Aachen: Laub, überall Laub: Der trockene Sommer ist schuld

Aachen: Laub, überall Laub: Der trockene Sommer ist schuld

Was wiegt ein Blatt vom Baum? Kaum der Rede wert. Und wieso schaffen der Stadtbetrieb und die zuständige Spedition derzeit Tonne um Tonne des bunten Zeugs Richtung Kompostanlage? Natürlich weil tiefer Herbst ist und damit die Zeit fürs große Abblättern gekommen ist.

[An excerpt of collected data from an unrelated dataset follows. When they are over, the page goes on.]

PR #2285, opened 2024-07-11
feat: if project-scoped ECR auth fails, fallback to default

rbreeze:


internal/credentials/kubernetes/ecr/pod_identity.go
```diff
@@ -158,7 +160,20 @@ func (p *podIdentityCredentialHelper) getAuthToken(
 	output, err := ecrSvc.GetAuthorizationToken(ctx, &ecr.GetAuthorizationTokenInput{})
 	if err != nil {
 		logger.Error(err, "error getting ECR authorization token")
-		return "", nil
+		var ae smithy.APIError
+		if errors.As(err, &ae) {
+			if ae.ErrorCode() != "AccessDenied" {
```
krancour, line 165: Is there a numeric code available by any chance?

krancour: Non-blocking. This LGTM, but I request @hiddeco to take a peek also.

rbreeze: Doesn't appear to be unfortunately... here's the interface: 
```go
type APIError interface {
	error

	// ErrorCode returns the error code for the API exception.
	ErrorCode() string
	// ErrorMessage returns the error message for the API exception.
	ErrorMessage() string
	// ErrorFault returns the fault for the API exception.
	ErrorFault() ErrorFault
}
```

`ErrorFault` is basically an int, but only has 3 values
```go
const (
	FaultUnknown ErrorFault = iota
	FaultServer
	FaultClient
)
```

hiddeco: I think that would only be available if you _assume_ you always make use of an HTTP transport and instead cast it to a `ResponseError` from the AWS SDK itself.

The other option would be to go and look to see if any of the `services/<service>/types` expose a specific thing to describe authentication and/or access denied errors.

krancour: I did some digging and we can skip the interface and go directly after the underlying implementation (`*smithy.OperationError`), but I found the information available from it to be no more structured than what we can get via that interface.

I also looked at the smithy code to see if they had public constant to represent "AccessDenied" and they do not.

So I agree, this is as good as we're going to get on the error handling here.

This is our first direct use of smithy -- it was only used indirectly prior to this.

I think you need to run `go mod tidy` and it will switch it from a transitive dependency to a direct one.

rbreeze: Sounds good. I just pushed the alternative approach using `ResponseError`. 

I believe I already ran `go mod tidy` to address the go.mod issue but if we decide to go with the `ResponseError` approach, we no longer directly use smithy. LMK which approach you prefer, I can rollback my last commit as necessary

internal/credentials/kubernetes/ecr/pod_identity.go
```diff
@@ -158,7 +160,20 @@ func (p *podIdentityCredentialHelper) getAuthToken(
 	output, err := ecrSvc.GetAuthorizationToken(ctx, &ecr.GetAuthorizationTokenInput{})
 	if err != nil {
 		logger.Error(err, "error getting ECR authorization token")
-		return "", nil
+		var re *awshttp.ResponseError
+		if errors.As(err, &re) {
```
krancour, line 164: Oooooh. Nice find.

internal/credentials/kubernetes/ecr/pod_identity.go
```diff
@@ -158,7 +160,20 @@ func (p *podIdentityCredentialHelper) getAuthToken(
...
+			if re.HTTPStatusCode() != 403 {
```
krancour, line 164:
```suggestion
			if re.HTTPStatusCode() != http.StatusForbidden {
```

internal/credentials/kubernetes/ecr/pod_identity.go
```diff
@@ -157,8 +159,21 @@ func (p *podIdentityCredentialHelper) getAuthToken(
 	)
 	output, err := ecrSvc.GetAuthorizationToken(ctx, &ecr.GetAuthorizationTokenInput{})
 	if err != nil {
-		logger.Error(err, "error getting ECR authorization token")
-		return "", nil
+		var re *awshttp.ResponseError
+		if errors.As(err, &re) {
```
krancour, line 163: It looks like we're not handling the alternative -- that this is _not_ a `*awshttp.ResponseError`, in which we probably just want to return the error.

internal/credentials/kubernetes/ecr/pod_identity.go
```diff
@@ -157,8 +159,21 @@ func (p *podIdentityCredentialHelper) getAuthToken(
...
+			if re.HTTPStatusCode() != 403 {
+				return "", err
+			}
+			logger.Info(
```
krancour, line 167:
```suggestion
			logger.Debug(
```

This is likely to happen a lot and it's part of the normal course of business, so we should probably log it at a lower level.

internal/credentials/kubernetes/ecr/pod_identity.go
```diff
@@ -157,8 +160,22 @@ func (p *podIdentityCredentialHelper) getAuthToken(
...
 	if err != nil {
-		logger.Error(err, "error getting ECR authorization token")
-		return "", nil
+		var re *awshttp.ResponseError
+		if !errors.As(err, &re) {
+			return "", err
+		}
+		if re.HTTPStatusCode() != http.StatusForbidden {
+			return "", err
+		}
```
krancour, line 169:
```suggestion
		if !errors.As(err, &re) || re.HTTPStatusCode() != http.StatusForbidden {
			return "", err
		}
```

krancour (approved):

PR #2288, opened 2024-07-12
fix(ui): multiple edges to multiple children

rbreeze:


krancour (approved):
We discussed further improvements offline, but as this is such a great step in the right direction, there's no reason not to merge it.

Issue #4122, opened 2025-05-16
Can't apply existing Kargo Project configs to Kubernetes after upgrading to 1.5.0


ThreePinkApples:
# Checklist

* [x] I've searched the issue queue to verify this is not a duplicate bug report.
* [x] I've included steps to reproduce the bug.
* [x] I've pasted the output of `kargo version`.
* [ ] I've pasted logs, if applicable.

# Description

After upgrading to 1.5.0, our existing projects that and does not have a `ProjectConfig` fails to apply (sync through ArgoCD). We have our projects defined in yaml files in a git repository, synced through ArgoCD. We do not use the Kargo UI to do any configurations other than promotions.

```
error when patching "/dev/shm/4234176703": admission webhook "project.kargo.akuity.io" denied the request: Project.kargo.akuity.io "examplename" is invalid: spec: Forbidden: deprecated field: create a ProjectConfig named "examplename" with the config instead
```

# Steps to reproduce
Try to apply a Kargo Project yaml directly to kubernetes that uses the old `spec` directly on the Project and not in a ProjectConfig

# Version

```
{
  "Version": "v1.5.0",
  "BuildDate": "2025-05-15T22:29:42Z",
  "GitCommit": "61a1c24b7971bb19fcb430c737ca48e28912200c",
  "GitTreeDirty": false,
  "GoVersion": "go1.24.3",
  "Compiler": "gc",
  "Platform": "linux/amd64"
}
```

jessesuen:
In v1.5, Project configuration was moved from `spec` to a new separate namespace resource, `ProjectConfig` (See https://github.com/akuity/kargo/issues/3669). So you would gitops a resource, like:


```
---
apiVersion: kargo.akuity.io/v1alpha1
kind: Project
metadata:
   name: example
---
apiVersion: kargo.akuity.io/v1alpha1
kind: ProjectConfig
metadata:
  name: example
  namespace: example
spec:
  promotionPolicies:
  - stageSelector:
      name: test
    autoPromotionEnabled: true
  - stageSelector:
      name: uat
    autoPromotionEnabled: true
```

ThreePinkApples:
Yes, but I would have expected the old config to work until full removal in 1.7.0 so we can upgrade to 1.5 first, and then do the changes a little later when it is unlikely that we'd revert back to 1.4.4. But not that big of a deal, a search-replace and do it all in one commit makes reverting easy enough

krancour:
[...]

PR #4215, opened 2025-05-23
fix(mgmt-controller): do not erase Project spec after migration to ProjectConfig

hiddeco:
Resolves: #4122

This provides a friendlier automated migration path from a `Project` to a `ProjectConfig` by labeling the `Project` with `kargo.akuity.io/migrated: true` after migration, instead of erasing the spec.


api/v1alpha1/labels.go
```diff
@@ -16,6 +16,12 @@ const (
 	ShardLabelKey             = "kargo.akuity.io/shard"
 	StageLabelKey             = "kargo.akuity.io/stage"
 
+	// MigratedLabelKey is a label set on a resource that has successfully been
+	// migrated, indicating that no further actions are required. This label is
+	// set to "true" when the migration is complete. An example of this is the
+	// migration of the ProjectSpec to a ProjectConfig resource.
+	MigratedLabelKey = "kargo.akuity.io/migrated"
```
krancour, line 23: Would it be worth having the key be more specific? I'm thinking about the possibility of a resource that may undergo multiple different sorts of migrations over the course of many Kargo releases. If we use a key as generic as this, we'll have trouble identifying which migrations a resource is or is not in need of.

krancour:
To fully resolve #4122, don't we also need to temporarily resume allowing the deprecated project.spec field to be set?

api/v1alpha1/labels.go
krancour: How will we denote that a resource has undergone multiple different migrations over time?

If we wanted them comma separated or structured as JSON or something along those lines, we should probably introduce some helpers for setting/checking migration status.

internal/api/annotations.go
```diff
@@ -95,3 +95,38 @@ func AbortPromotionAnnotationValue(annotations map[string]string) (*kargoapi.Abo
 	}
 	return &req, ok
 }
+
+// HasMigrationAnnotationValue checks if the AnnotationKeyMigrated annotation
+// is present in the provided annotations map and if it contains the specified
+// migration type as a key with a value of true.
+func HasMigrationAnnotationValue(annotations map[string]string, migrationType string) bool {
```
krancour, line 102: I'm wondering it if might be more ergonomic for this to accept a `client.Object` instead of a `map[string]string`, so that the question reads more like "has this resource undergone this migration?" (And rename the func accordingly, of course.)

To complement, a similar change could be made to `AddMigrationAnnotationValue()`, with the benefit that the annotation map can be created if it doesn't already exist, which might save callers of that function some effort.

Issue #3818, opened 2025-04-08
refactor: dump all claims from identity token on user details page


krancour:
The user details page in the UI seems to be checking for the existence of specific claims in the user's identity token and displaying their values if they exist, but I believe it would be more informative to dump _all_ the claims from the user's identity token.

krancour:
Bumping to v1.6.0.

Marvin9:
we can have raw view to show all claim dumps and keep human readable as it is. What do you think?

krancour:
This is what it looks like now:

![Image](https://github.com/user-attachments/assets/5637d74c-6ac3-476e-9c10-5eba3c2eb750)

imo, any logic that might exist currently for special treatment of Issuer, Email, or Groups could just go away and the raw claims could be dumped into a table that otherwise looks just like the one we've got now.

Sound ok?

PR #4216, opened 2025-05-23
feat(ui): dump all claims from identity token on user details page

Marvin9:
fixes https://github.com/akuity/kargo/issues/3818

Screenshot 2025-05-23 at 3 16 11 PM

### DIFF
--- a/ui/src/features/auth/jwt-utils.ts
+++ b/ui/src/features/auth/jwt-utils.ts
@@ -38,3 +38,31 @@ export const getUserEmail = (user?: JWTInfo | null) => {
 
   return meta;
 };
+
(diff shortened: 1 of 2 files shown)


rpelczar:
@Marvin9 can we wrap the content with the Card component?

krancour:
@Marvin9 I ❤️ this. This is going to help so many people troubleshooting RBAC issues.

Only feedback I have is that users not very familiar with JWT / OAuth / OIDC may not intuitively understand exactly what this table is showing them.

Is there a chance we could add a title or label or something to make it clear that these are claims from the user's identity token?

krancour:
I'm going to move this back to v1.5.1. This is too valuable not to have available as soon as possible.

PR #4224, opened 2025-05-23
feat(ui): watch freights

Marvin9:
fixes https://github.com/akuity/kargo/issues/4173

### DIFF
--- a/ui/src/features/project/pipelines/use-watch-freights.ts
+++ b/ui/src/features/project/pipelines/use-watch-freights.ts
@@ -17,7 +17,7 @@ export const useWatchFreights = (project: string) => {
     const watchFreights = async () => {
       const promiseClient = createClient(KargoService, transportWithAuth);
 
-      const stream = promiseClient.watchFreights(
+      const stream = promiseClient.watchFreight(
         {
           project
         },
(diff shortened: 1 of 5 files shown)


ui/src/features/project/pipelines/use-watch-freights.ts
```diff
@@ -0,0 +1,80 @@
...
+            },
+            transport: transportWithAuth
+          });
+
+          client.setQueryData(queryFreightKey, currentFreights);
+        }
+      }
+    };
+
+    watchFreights();
```
fykaa, line 76: Can we rename this to `watchFreight` to match the backend method name? imo keeping this consistent across the stack will help with traceability and reduce confusion when jumping between the backend and frontend code

krancour: I agree this is preferable. Freight is a [mass noun](https://en.wikipedia.org/wiki/Mass_noun) so `freights` always sounds very awkward and we're trying to avoid it throughout the code (and docs) except in places where a (dumb) pluralization library or something forces it on us.

krancour (approved):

Vollkommen normal also, dennoch liegen all jene Aachener richtig, die der Ansicht sind, dass die Laubmassen in diesem Jahr besonders gewaltig ausfallen. Die Experten bestätigen die Wahrnehmung: Alles kommt auf einmal runter, und wenn sich 100.000 „Straßen- und Anlagenbäume”, so der Fachausdruck, in dermaßen kurzer Zeit ihres Schmucks entledigen, türmt es sich eben.

Detlef Sambale, Abteilungsleiter Grün- und Freiflächenpflege beim Stadtbetrieb, sagt: „In der Menge kommt nicht mehr runter als sonst, aber richtig ist, dass sich die Sache auf einen kleineren Zeitraum verteilt” - zurückzuführen unter anderem auf den trockenen Sommer. Am liebsten hätten es die städtischen Laubsammler, wenn bis Allerheiligen ein Großteil des Materials am Boden läge, doch davon kann im Jahr 2010 überhaupt nicht die Rede sein. Was bedeutet, dass es sich jetzt knubbelt.

Mit zu Laubbläsern umgerüsteten Großflächenmähern sind die Mitarbeiter des Stadtbetriebs zurzeit in Parks und Anlagen unterwegs, um das Laub zu langen Reihen oder riesigen Haufen zusammenzufegen, zwecks Abtransport in Containern. Auch die Kehrmänner haben alle Hände voll zu tun, Straßen und Plätze vom Laubteppich zu befreien. Anschließend wird alles, was „kompostierungsfähig” ist, von einem beauftragten Unternehmen zur Kompostanlage gefahren.

Bei exakt 99.800 Bäumen und zahllosen Großsträuchern im öffentlichen Raum (ohne die Wälder) kommt da einiges beisammen. Im Vergleich mit anderen Städten ist Aachen ziemlich gut bestückt mit innerörtlichem Baumbestand, in Bonn zum Beispiel kommt man nur auf 80.000 Exemplare.

Im Häcksler zerkleinern

Damit auch Laub anständig verrottet, wird geraten, es im Häcksler zu zerkleinern und anschließend mit anderem Abfall zu vermischen. Wenn sich Blatt auf Blatt presst und der ganze Klumpatsch keine große Oberfläche aufweist, wird nur schwer anständiger Kompost draus.

Unabhängig von der Witterung und egal, wie sich der Laubfall verteilt - bis in den Februar des jeweils nächsten Jahres hinein ist dem Stadtbetrieb die Beschäftigung mit dem Laub sicher. Dann kommt allmählich das Frühjahr, die Natur ergrünt, und ein paar Monate später hat sie es wieder hinter sich.

Der flächendeckende Einsatz von Laubbläsern erleichtert die Arbeit ungemein, erfreut aber nicht alle Beobachter, weil sie Ungemach für Teile der Tierwelt befürchten. Diese Sorge sei unbegründet, sagt dagegen Sambale, „denn so ein Käfer wird ja nur zu einem unfreiwilligen Flug gezwungen” und lande in aller Regel unbeschadet auf weicher Unterlage.